(Collected data)
Issue #514, opened 2019-01-25
Xcode shell script errors after update to Babel 7 / RN 0.57


nbennink:
### Current Behavior
I'm upgrading from React Native 0.56 to React Native 0.57. I have to update babel 7 to make this work. So I followed [these](https://github.com/react-native-community/react-native-releases/blob/master/CHANGELOG.md#updating-to-this-version) steps from the React Native changelog. And some of the tips in #411. But I get a lot of errors from the haul shell script when I build in xCode afterwards.

![Xcode](https://i.imgur.com/Q5sZNCl.png)
(and +/- 1200 more like this)

I'm using version `0.45.1` of `metro-react-native-babel-preset` in my `.babelrc` as suggested by the React Native upgrade guide. But the same issue appears when using `babel-preset-react-native` (both V4 and V5).

### Expected Behavior
There is no exit code so the build completes "successful" and everything in the app seems to work. But preferably without all the errors in xcode. I still have issue #487 when I make a release build which should be fixed with this haul version.

### Haul Configuration (webpack.haul.js)
```
let srcAppPath = path.join(__dirname, 'src');
let nodeModulesPath = path.join(__dirname, 'node_modules');

module.exports = ({platform}, defaults) => {
    const config = {
        entry: `./index.js`,
        resolve: {
            ...defaults.resolve,
            plugins: [...defaults.resolve.plugins],
            modules: [srcAppPath, nodeModulesPath],
            extensions: ['.native.js', '.js', '.ejs', '.jsx', '.less', 'html', 'json', `.${platform}.js`, ...defaults.resolve.extensions],
            alias: {
                _COMPONENTS: 'js/components',
                _LIBS: 'js',
                _CONFIG: 'config',
            },
        },
    };

    return config;
};

```

### Your Environment
| software         | version
| ---------------- | -------
| Haul             |  RC-09, RC-10 and RC-11 (tried multiple versions)
| react-native     |  0.57.8
| node             |  10.15.0
| npm or yarn      | npm 6.4.1

nbennink:
Thanks for your response. That doesn't work unfortunately. The error seems to be called from this script: Bundle React Native code and images
```
# added by Haul
export CLI_PATH=node_modules/haul/bin/cli.js
export NODE_BINARY=node
../node_modules/react-native/scripts/react-native-xcode.sh
```

And not from the haul session that is running at that moment.

tido64:
[...]

PR #525, opened 2019-03-21
Avoid tripping Xcode's script error detection.

tido64:
Xcode seems to fail if the verbosity level is set to anything other than `verbose`. Some of the characters used in the other levels makes Xcode think that errors have occurred. This was filed as #514 but was closed a bit early since there is a workaround.

### Summary

The patch detects whether we're in interactive mode and applies the correct verbosity level.

### Test plan

By default, without adding `--progress verbose` to the bundle command, Xcode should not fail.

### DIFF
--- a/src/commands/bundle.js
+++ b/src/commands/bundle.js
@@ -214,7 +214,11 @@ let command = ({
       name: 'progress',
       description:
         'Display bundle compilation progress with different verbosity levels',
-      default: 'compact',
+      default: () => {
+        // Ensure that we don't trip Xcode's error detection. 'verbose' is the
+        // only level that doesn't make Xcode think that the bundle failed.
+        return !process.stdin.isTTY ? 'verbose' : 'compact';
+      },
       example: 'haul bundle --progress minimal',
       choices: [
         {


tido64:
@nbennink, @tkow: Will you be able to test whether this works for you without setting `EXTRA_PACKAGER_ARGS`?

cc @thymikee

src/commands/bundle.js
```diff
@@ -214,7 +214,11 @@ let command = ({
       name: 'progress',
       description:
         'Display bundle compilation progress with different verbosity levels',
-      default: 'compact',
+      default: () => {
+        // Ensure that we don't trip Xcode's error detection. 'verbose' is the
+        // only level that doesn't make Xcode think that the bundle failed.
+        return !process.stdin.isTTY ? 'verbose' : 'compact';
```
hjhart: I propose defaulting to `expanded` instead of `verbose`. On my set up, `expanded` and `verbose` had the exact same amount of lines (2846), but I feel like expanded conveys the opposite of `compact`.

Also, not sure if the comments are necessary – If someone reviews the PR and commit message that should be sufficient for understanding the reasons behind the change.

tido64: I tried `expanded` first, and it caused issues when run in Azure DevOps. The comment is clearer as lines may be moved by later commits and will be harder to track down.

PR #527, opened 2019-03-25
Moved polyfillEnvironment.js to avoid confusion.

tido64:
This is a follow up to https://github.com/callstack/haul/pull/522#discussion_r268521093.

### Summary

`polyfillEnvironment.js` is only used to provide extra information for HMR to correctly resolve server origin. Its name and location currently implies otherwise. To minimize confusion, it is moved under `hot/` and required only in `hot/patch.js`.

### Test plan

HMR should work as it used to.


tido64:
cc @thymikee

hot/patch.js
```diff
@@ -1,10 +1,12 @@
 /**
  * Copyright 2017-present, Callstack.
  * All rights reserved.
- * 
+ *
  * @flow
  */
 
+require('../src/hot/client/polyfillEnvironment');
```
thymikee: actually, why not inline all of this? it's really not that much code, but requiring through `../src` creates weird relations and will be an issue (possibly hard to catch without manually testing) when we decide to build the project instead of doing awful babel-register

tido64: I hit these two issues when I tried to inline them. Moving the files into the same folder works though ¯\\_(ツ)_/¯

```
$ yarn test
yarn run v1.15.2
$ yarn flow && yarn lint && yarn jest
$ flow --include-warnings
Error: hot/patch.js:8
  8: import { NativeModules } from 'react-native';
                                   ^^^^^^^^^^^^^^ react-native. Required module not found

Error: hot/patch.js:61
 61:     __webpack_require__.p = `${global.DEV_SERVER_ORIGIN}/`; // eslint-disable-line no-undef
         ^^^^^^^^^^^^^^^^^^^ __webpack_require__. Could not resolve name


Found 2 errors
```

tido64:
Hi, @zamotany. Let me know how I can improve this PR. Thanks 😄

PR #528, opened 2019-03-25
Quiet warnings from Babel regarding support for corejs v3

afoxman-microsoft:
### Summary

Haul uses @babel/preset-env without specifying a corejs version. By default, babel uses corejs v2. With babel 7.4, there is now the option to use corejs v3.

Babel intends to transition to corejs v3 by default in the future. To get developers ready, they are emitting a warning that the default will change, and that a specific corejs version should be specified.

This change makes the use of corejs v2 explicit, silencing the warnings. The Haul development team can move to corejs v3 in the future, but that is a much larger project.

[Babel announcement](https://babeljs.io/blog/2019/03/19/7.4.0)

### Test plan

This change should not alter the build in any way. I verified that builds continue to succeed and produce the correct artifacts, without emitting the warning from babel.


thymikee:
Looks like we need to update to latest Babel to have this option present? Can you take care of it?

afoxman-microsoft:
Yes, definitely. I just caught that too. I'll update to >= 7.4 and update the PR.

PR #530, opened 2019-04-05
Disable namedModules in prod to reduce bundle size.

tido64:
`namedModules` tells webpack to use readable module identifiers for better debugging.
See https://webpack.js.org/configuration/optimization/#optimizationnamedmodules.

### Summary

We should disable it in production mode to reduce the bundle size.

### Test plan

The output bundle should work as before.


tido64:
cc @thymikee @acoates-ms

thymikee:
Thank you!

tido64:
@thymikee Thanks for the quick response ❤️

Issue #498, opened 2018-11-22
Calls to `logger.info` in assets loader causes the webpack logger to restart


bweggersen:
### Current Behavior
When I run `haul bundle` I see over 100 lines with the text `Webpack: Starting ...`. The interruption of the webpack logger is caused by calls to `logger.info` inside `loaders/assetLoader.js#L153`.

Sample log:

```
 INFO  loaded babel-loader configuration: [my-path]/.babelrc

 INFO  Assets Destination: [my-path]

 INFO  Bundle output: index.mobile.bundle

 INFO  Bundle output (resolved): [my-path]/index.mobile.bundle
Webpack: Starting ...

 INFO  Haul is now bundling your React Native app in production mode.

Webpack: Starting ...

Webpack: Starting ...

Webpack: Starting ... (repeated over 100 times)

...

  ✔ Compile modules
  ✔ Build modules
  ✔ Optimize modules
  ✔ Emit files

Webpack: Finished after 14.548 seconds.
```

### Expected Behavior
When I run `haul bundle` the logger should not restart multiple times.

Sample log:

```
 INFO  loaded babel-loader configuration: [my-path]/.babelrc

 INFO  Assets Destination: [my-path]

 INFO  Bundle output: index.mobile.bundle

 INFO  Bundle output (resolved): [my-path]/index.mobile.bundle

 INFO  Haul is now bundling your React Native app in production mode.

  ✔ Compile modules
  ✔ Build modules
  ✔ Optimize modules
  ✔ Emit files

Webpack: Finished after 14.548 seconds.
```

### Your Environment

| software         | version
| ---------------- | -------
| Haul             |  1.0.0-rc.10
| react-native     |  0.57.0
| node             |  8.12.0
| npm or yarn      |  yarn 1.12.1

PR #533, opened 2019-04-15
Mark asset path logs conditional on --verbose

bweggersen:
### Summary
When the asset loader evaluates the sizes of a new asset, it will also log the path to the asset. Whenever the logger outputs a new log line during a Webpack build, Webpack will repeat the following log line: `Webpack: Starting ...`. This PR adds makes the logging of the asset path conditional on the `--verbose` flag, similar to other log events in the same file.

Before:
```
Webpack: Starting ...

Webpack: Starting ...

Webpack: Starting ...

Webpack: Starting ...

Webpack: Starting ...

Webpack: Starting ...

Webpack: Starting ...

Webpack: Starting ...

Webpack: Starting ...

Webpack: Starting ...

Webpack: Starting ...

  √ Compile modules
  > Build modules (96%)
    → 1271 of 1322 modules :: [path]
```

After
```
Webpack: Starting ...

  √ Compile modules
  √ Compile modules
  √ Build modules
  √ Optimize modules
  √ Emit files
```

### Test plan
This change will only decrease the amount of log lines.

### DIFF
--- a/src/loaders/assetLoader.js
+++ b/src/loaders/assetLoader.js
@@ -195,7 +195,9 @@ module.exports = async function assetLoader() {
   };
 
   try {
-    logger.info(`path: ${this.resourcePath}`);
+    if (isVerbose) {
+      logger.info(`path: ${this.resourcePath}`);
+    }
 
     info = size(this.resourcePath);
 


bweggersen:
Ref.: #498

PR #541, opened 2019-05-06
feat: dynamic import in development bundle

zamotany:


packages/haul-core/src/webpack/plugins/ReactNativeEnvPlugin.ts
```diff
@@ -0,0 +1,34 @@
...
+          return `${asyncEval}\n${source}`;
+        }
+      );
+
+      (compilation.mainTemplate as any).requireEnsure.tap(
+        'ReactNativeEnvPlugin',
+        (source: string) => {
+          return source.replace(
+            /importScripts\((.+)\)/gm,
+            'return asyncEval(__webpack_require__.p + $1)'
```
thymikee: is `return` necessary here?

zamotany: yes, it is extremely necessary

thymikee: a comment on why would be helpful, or a test showing before & after, especially that you replace all occurrences of `importScripts` (`g` flag in regex). I assume it's always at the end of some function block, but would be cool to make it more obvious :)

PR #601, opened 2021-11-11
Add a linebreak to the end of the message text

waxlamp:


dandiapi/api/templates/api/mail/new_user_message.html
```diff
@@ -1,3 +1,3 @@
 <p>A new user ({{ username }}) has signed up for DANDI.</p>
 <p>Please proceed to the following URL to approve or reject their account:</p>
-<a href="https://api.dandiarchive.org/dashboard/user/{{ username }}">https://api.dandiarchive.org/dashboard/{{ username }}</a>
+<a href="https://api.dandiarchive.org/dashboard/user/{{ username }}">https://api.dandiarchive.org/dashboard/{{ username }}</a><br>
```
mvandenburgh, line 3:
```suggestion
<p><a href="https://api.dandiarchive.org/dashboard/user/{{ username }}">https://api.dandiarchive.org/dashboard/{{ username }}</a></p>
```
I think this has the same effect and is consistent with how the rest of the emails are formatted using the `p` tag.

mvandenburgh (approved):

dandiapi/api/templates/api/mail/new_user_message.html
waxlamp: I think this would work. What we were seeing in the email with the horizontal divider that starts the email signature starting at the end of the last line of the message text. The lack of a terminating `</p>` is probably what was causing the issue. Thanks!

PR #606, opened 2021-11-17
Add design doc to handle "test" dandisets

waxlamp:


doc/design/test-dandisets-1.md
```diff
@@ -0,0 +1,102 @@
...
+
+Part of the problem may be that people simply cannot delete their own abanonded
+dandisets. Offering a delete button with the proper semantics could help here.
+
+The archive does not allow for deletion of *published* dandisets, by design. But
+dandisets that are draft-only should be deleteable.
+
+And, as en extension to that idea, dandisets that are published should be able
+to have their draft dandiset deleted (essentially "archiving" that dandiset, and
+closing it off to further updates).
```
satra, line 75: would there be a way to reopen this?

doc/design/test-dandisets-1.md
```diff
@@ -0,0 +1,102 @@
...
+way to (1) discourage the creation and abandonment of exploratory dandisets; (2)
+mark dev dandisets in some way to prevent them from appearing in the main
+listing; and (3) clean up the archive from such abandoned dandisets.
+
+## Proposals
+
+### "Test" flag
+
+This proposes to add a `testing` flag to all dandisets. At creation time, a
+dandiset can optionally have this flag set to prevent it from showing up in
```
satra, line 20: I would also suggest a pre-test flag step that simply points users to the staging archive.

doc/design/test-dandisets-1.md
```diff
@@ -0,0 +1,102 @@
...
+pre-emptive approval process. If the owner explains that indeed they have
+collaborators, they are collecting data, etc., but it will take a while, the
+admins could put a timer on the dandiset for when to check in again, etc.
+
+This is just a sketch of how this feature might work. It is extremely complex,
+requiring policy, careful communication, and buy-in from the community. It would
+also take focused labor from the admin team, and there are risks associated with
+non-communicative dandiset owners who may become frustrated with having their
+dandisets deleted, etc. But on the plus side, it would also bring richness and
+value to the dandisets hosted on the archive.
```
mvandenburgh, line 102: Maybe instead of deleting invalid dandisets, they can simply be "archived". This would remove the dandiset from all public facing pages, and it would only be viewable by the owners in their "My Dandisets" page. Upon a dandiset being archived, all owners of the dandiset would receive an email alerting them of it. The only thing an owner needs to do to unarchive it is to login to dandi and click "unarchive" on the dandiset.

This also has the benefit of being completely automatable.

doc/design/test-dandisets-1.md
bendichter: I like the idea of deleting, but I think we should make it a soft delete, where we truly just de-list the dandiset for a set amount of time (say 2 weeks) before truly deleting it, and the owner would have the ability to get it back. For now this can be done by email, but in the future it would be great to have a recovery process integrated into the UI.

bendichter:
I like all of these ideas!

doc/design/test-dandisets-1.md
bendichter: I agree though I think the language might be confusing, just because DANDI calls itself an "archive." By that definition, wouldn't all dandisets be "archived?" It might not be clear what "archiving" would do (though I understand it would be similar to how gmail uses the term)

mvandenburgh: Ah good point, yes I agree "delist" would be better than "archive".

> On the other hand, this might be abused to use DANDI resources to create private dandisets on the sly..

If a dandiset has assets it wouldn't be considered an "invalid" dandiset and thus couldn't be delisted. And a "private" dandiset without any assets doesn't have much use to people looking to abuse the system. 

We could also make delisted dandisets readonly until they are relisted by an owner.

bendichter: oh, ok. Sure, we can only allow assetless dandisets to be delisted. Or we could allow any dandiset to be delisted, and allow users to view delisted dandisets in advanced settings.

doc/design/test-dandisets-1.md
waxlamp: If we don't call it "deleting", and instead use something like "frozen" or "finalized" or something, then definitely it would be a reversible operation.

doc/design/test-dandisets-1.md
waxlamp: I love the delisting idea, including making delisted dandisets read-only (to prevent abuse).

I also think there could be a reason to delist dandisets with assets in them--specifically, draft-only dandisets with, e.g., incomplete assets aren't useful to the community, so at some point it's gotta be "publish or perish" so to speak.

dchiquito: delisting sounds like the `"Test" flag` section, but with a different label. I think it would make sense for that to be a boolean setting available for all draft dandisets that can be set during creation and updated later on by owners or admins.

doc/design/test-dandisets-1.md
waxlamp: See b63eca8f2b3f2dd51484676270a1db25b0b23aae.

doc/design/test-dandisets-1.md
waxlamp: Good idea. Check out cc13895fc8eda7eb970ba5983d2199b80914f095.

I am, however, starting to worry about the UX here. For one thing, calling it a "staging" server may start to be troublesome if the intent is for end users to see it as a playground or testbed of sorts. We've already had one confused user ask if stuff they upload there is actually being "staged" for publishing to the production server. A change in nomenclature may be in order if we want to push this aspect of our staging server.

Otherwise, perhaps marking a dandiset as "test" should simply prevent the user from publishing it, and would forcibly delete/GC that dandiset after a set time (7 days)? Then we could retain the staging server in the devops meaning of the term.

doc/design/test-dandisets-1.md
waxlamp: I toyed [above](https://github.com/dandi/dandi-api/pull/606#discussion_r779652437) with the idea of making the "test" flag autodelete the dandiset after 7 days, so that if a user just wants to try something out they can sort of fire and forget. Then, the "delisting" concept would apply more broadly to non-test dandisets as discussed in this thread.

waxlamp: I significantly reworked this section to focus on delisting instead; see 5b8ed7112466876c9992e4d41f6720d6500cb9ce. There's a lot to discuss here, so please give me feedback.

(In particular, the time ranges I suggested for delisting criteria are arbitrary and probably too short.)

doc/design/test-dandisets-1.md
```diff
@@ -0,0 +1,105 @@
...
+The anticipation date question would delay considering the dandiset abandoned
+until after that date.
+
+### Enable deletion of dandisets
+
+Part of the problem may be that people simply cannot delete their own abanonded
+dandisets. Offering a delete button with the proper semantics could help here.
+
+The archive does not allow for deletion of *published* dandisets, by design. But
+dandisets that are draft-only should be deleteable.
```
yarikoptic, line 72:
```suggestion
dandisets that are draft-only should be deleteable, and admins can delete published versions
of the dandisets.
```

doc/design/test-dandisets-1.md
```diff
@@ -0,0 +1,105 @@
...
+And, as en extension to that idea, a published dandiset should be able to be
+"sealed" by having its draft dandiset deleted, thus closing it off to further
+updates. This would serve as a signal that the dandiset is in its final state
+and has become a permanent member of the archive. Owners and admins will be able
+to "unseal" sealed dandisets in case further modification is needed.
+
+### Delisting of inactive dandisets
+
+Dandisets in a certain set of conditions will be automatically "delisted",
+meaning they will not appear in listings or searches other than to the owners
```
yarikoptic, line 83: listed/delisted is yet another flag to implement/manage.  Why not just to remove?

Also there is a notion of "revert 'draft' changes" which we might introduce, similarly to OpenNeuro.
FWIW, here is a recently announced OpenNeuro data retention policy sent out as email:



Dear OpenNeuro user,
We are writing to inform you that OpenNeuro's data retention policy has gone into effect as of July 18, 2022. This policy affects datasets that are in draft status, which are datasets that have had no snapshots made, or have had changes made to them since the most recent snapshot. Public and private datasets may be in draft status, and making a snapshot does not automatically make a dataset public.Starting on August 15, 2022, if a dataset has been in draft status for at least 28 days, then it MAY be reverted to the latest snapshot at any time. If no snapshot is found, this means that the dataset will be deleted.This policy is being set for two reasons: 1) Dataset owners may make changes to their datasets and unknowingly fail to snapshot these changes, making them inaccessible to other users. 2) Unsaved changes to datasets impose a higher maintenance burden on OpenNeuro, limiting our ability to make changes that can benefit all users of the site.To determine which of your datasets may be affected, you may find a full list at https://openneuro.org/search?mydatasets. On each dataset, navigate to the "Draft" version and locate the banner at the top. If the banner is green, no further action is needed. If the banner is not green, please make sure to snapshot your dataset prior to August 15, 2022. If you are reluctant to snapshot because the dataset is not in a "final" state, it is possible to release a new version and mark previous versions as "deprecated", indicating that users should update to the latest version.We will be sending additional emails to all dataset owners with affected datasets.If you have any questions regarding this policy, please feel free to submit a support ticket. Thank you,The OpenNeuro team | Dear OpenNeuro user,We are writing to inform you that OpenNeuro's data retention policy has gone into effect as of July 18, 2022. This policy affects datasets that are in draft status, which are datasets that have had no snapshots made, or have had changes made to them since the most recent snapshot. Public and private datasets may be in draft status, and making a snapshot does not automatically make a dataset public.Starting on August 15, 2022, if a dataset has been in draft status for at least 28 days, then it MAY be reverted to the latest snapshot at any time. If no snapshot is found, this means that the dataset will be deleted.This policy is being set for two reasons: 1) Dataset owners may make changes to their datasets and unknowingly fail to snapshot these changes, making them inaccessible to other users. 2) Unsaved changes to datasets impose a higher maintenance burden on OpenNeuro, limiting our ability to make changes that can benefit all users of the site.To determine which of your datasets may be affected, you may find a full list at https://openneuro.org/search?mydatasets. On each dataset, navigate to the "Draft" version and locate the banner at the top. If the banner is green, no further action is needed. If the banner is not green, please make sure to snapshot your dataset prior to August 15, 2022. If you are reluctant to snapshot because the dataset is not in a "final" state, it is possible to release a new version and mark previous versions as "deprecated", indicating that users should update to the latest version.We will be sending additional emails to all dataset owners with affected datasets.If you have any questions regarding this policy, please feel free to submit a support ticket. Thank you,The OpenNeuro team

yarikoptic (commented):
just some comments to possibly bring attention back to this PR

doc/design/test-dandisets-1.md
waxlamp: I know this is true in a strict sense, but I can't remember if we talked about making this a simple or easy operation for admins through the UI (i.e., perhaps it is possible only through a command line operation, which makes it harder to accidentally delete published versions, etc.).

I will update the language to reflect that is is *possible* in principle for admins to delete published versions, but not a usual use case for the archive.

doc/design/test-dandisets-1.md
waxlamp: > listed/delisted is yet another flag to implement/manage. Why not just to remove?

This is a great point, but it represents a more aggressive stance on usage of the archive. If that's where we want to go, then great: it indeed makes developing functionality and performing maintenance much easier, but at a cost to the user's experience of using the archive. My background sense is that it's already hard enough to convince people to put their data in a public archive without also subjecting them to strict deletion policies for dandisets that have, e.g., not seen activity in a while. The problem here is (as usual for us lately) one of scale: users that have uploaded very large data such as Zarrs of sufficient size will lose all trust in the archive if we do things like delete after a period of inactivity.

All that being said, I would like to establish what our intended "terms of use" really are. That will help me tighten up the language in this design doc, and enable us to write proper documentation for users of the archive so they know what it's meant for and what to expect from it.

doc/design/test-dandisets-1.md
```diff
@@ -0,0 +1,105 @@
...
+public searches.", with "staging server" linked thereto).
+
+### Hide draft-only dandisets
+
+Similarly to hiding explicitly marked test dandisets, we could, by default, also
+hide dandisets that have no published versions (as above, these dandisets would
+still appear for the owners). As the public may *want* to see draft-only
+dandisets, everyone would be able to toggle this mode with a setting.
+
+### Hide dandisets with no assets
```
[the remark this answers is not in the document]
waxlamp: Thank you--see 27c911a932c42eedf420dbdb46d60fc6daaefde3.

doc/design/test-dandisets-1.md
waxlamp: See b8f90a27e334b2553874b06374046a73eb2b8f16.

doc/design/test-dandisets-1.md
```diff
@@ -0,0 +1,111 @@
...
+- When do you anticipate posting data to the dandiset?
+
+may help to stem the tide of abandoned dandisets.
+
+The collaborators question, answered positively, would add a badge to the
+dandiset's landing page and search result display indicating the call for
+collaboration.
+
+The anticipation date question would delay considering the dandiset abandoned
+until after that date.
```
waxlamp, line 68: This seems like an awkward and indirect way to prevent the problem we're addressing here. I move to strike this section from the design.

doc/design/test-dandisets-1.md
waxlamp: The other idea here is to delist with a notification to the owner, and *then* delete after another grace period. The delisting then is simply a way to keep the archive "clean" without also permanently destroying possibly valuable data.

doc/design/test-dandisets-1.md
```diff
@@ -0,0 +1,111 @@
...
+
+Dandisets in a certain set of conditions will be automatically "delisted",
+meaning they will not appear in listings or searches other than to the owners
+themselves. Additionally, a delisted dandiset will become read-only so that only
+actively listed dandisets can be used by their owners to store data.
+
+Conditions for delisting can include the following:
+- draft-only and assetless for more than 7 days
+- draft-only and no activity for more than 14 days
+- published with no activity for more than 30 days (also see "sealing" above)
```
satra, line 96: we would refine these conditions, but the sentiment holds. i would add not just delisting, but deletion as well as a condition.

satra:
this is also related to our terms/policies doc in handbook. so we should have a corresponding PR there to update those in relation to this. 

more generally this design doc is related to lifecycle policies of objects in dandi. while i'm fine with accepting this, we need to work on lifecycles of all objects, not just the dandiset.

satra:
one area that's missing from consideration here are embargoed dandisets. do they receive special status that's different from these consideration. i'm fine with leaving them off for now, but there should be a section that says these policies do not apply to embargoed dandisets at present, but only to "visible"/publicly listed dandisets.

waxlamp:
After some internal discussion, we have decided to drop this initiative.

> _What you have to do_:
All lines in the entries above that include "though" should be found and copied.

> _Solved exercise_:
tido64: I hit these two issues when I tried to inline them. Moving the files into the same folder works though ¯\\_(ツ)_/¯
bendichter: I agree though I think the language might be confusing, just because DANDI calls itself an "archive." By that definition, wouldn't all dandisets be "archived?" It might not be clear what "archiving" would do (though I understand it would be similar to how gmail uses the term)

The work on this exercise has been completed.